# [Available records]
PR #423, opened 2021-08-12
Refactor backend code into its own file

danielsn:
### Description of changes: 

mod.rs was a mess. This moves the remaining code into properly named files.

### Resolved issues:

Resolves #ISSUE-NUMBER

### Testing:

* How is this change tested?

* Is this a refactor change?

### Checklist

### DIFF
--- a/compiler/rustc_codegen_llvm/src/gotoc/function.rs
+++ b/compiler/rustc_codegen_llvm/src/gotoc/function.rs
@@ -9,6 +9,28 @@ use rustc_middle::mir::{HasLocalDecls, Local};
 use rustc_middle::ty::{self, Instance, TyS};
 use tracing::{debug, warn};
 
+/// Utility to skip functions that can't currently be successfully codgenned.
+impl<'tcx> GotocCtx<'tcx> {
+    fn should_skip_current_fn(&self) -> bool {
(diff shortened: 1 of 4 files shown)


compiler/rustc_codegen_llvm/src/gotoc/function.rs
```diff
@@ -9,6 +9,28 @@ use rustc_middle::mir::{HasLocalDecls, Local};
 use rustc_middle::ty::{self, Instance, TyS};
 use tracing::{debug, warn};
 
+/// Utility to skip functions that can't currently be successfully codgenned.
```
avanhatt, line 12: I think I agree with Ted that this makes more sense close to where it's used: whether we skip a function is a property of codegening the crate, not the function itself?

tedinski (approved):

compiler/rustc_codegen_llvm/src/gotoc/function.rs
danielsn: Its actually used in function.rs. But I agree that that's maybe not where you would expect to find it.

danielsn: https://github.com/model-checking/rmc/issues/424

# [Exercise requirements]
Every entry must appear again in the answer, exactly as written.

# [Written reply]
PR #423, opened 2021-08-12
Refactor backend code into its own file

danielsn:
### Description of changes: 

mod.rs was a mess. This moves the remaining code into properly named files.

### Resolved issues:

Resolves #ISSUE-NUMBER

### Testing:

* How is this change tested?

* Is this a refactor change?

### Checklist

### DIFF
--- a/compiler/rustc_codegen_llvm/src/gotoc/function.rs
+++ b/compiler/rustc_codegen_llvm/src/gotoc/function.rs
@@ -9,6 +9,28 @@ use rustc_middle::mir::{HasLocalDecls, Local};
 use rustc_middle::ty::{self, Instance, TyS};
 use tracing::{debug, warn};
 
+/// Utility to skip functions that can't currently be successfully codgenned.
+impl<'tcx> GotocCtx<'tcx> {
+    fn should_skip_current_fn(&self) -> bool {
(diff shortened: 1 of 4 files shown)


compiler/rustc_codegen_llvm/src/gotoc/function.rs
```diff
@@ -9,6 +9,28 @@ use rustc_middle::mir::{HasLocalDecls, Local};
 use rustc_middle::ty::{self, Instance, TyS};
 use tracing::{debug, warn};
 
+/// Utility to skip functions that can't currently be successfully codgenned.
```
avanhatt, line 12: I think I agree with Ted that this makes more sense close to where it's used: whether we skip a function is a property of codegening the crate, not the function itself?

tedinski (approved):

compiler/rustc_codegen_llvm/src/gotoc/function.rs
danielsn: Its actually used in function.rs. But I agree that that's maybe not where you would expect to find it.

danielsn: https://github.com/model-checking/rmc/issues/424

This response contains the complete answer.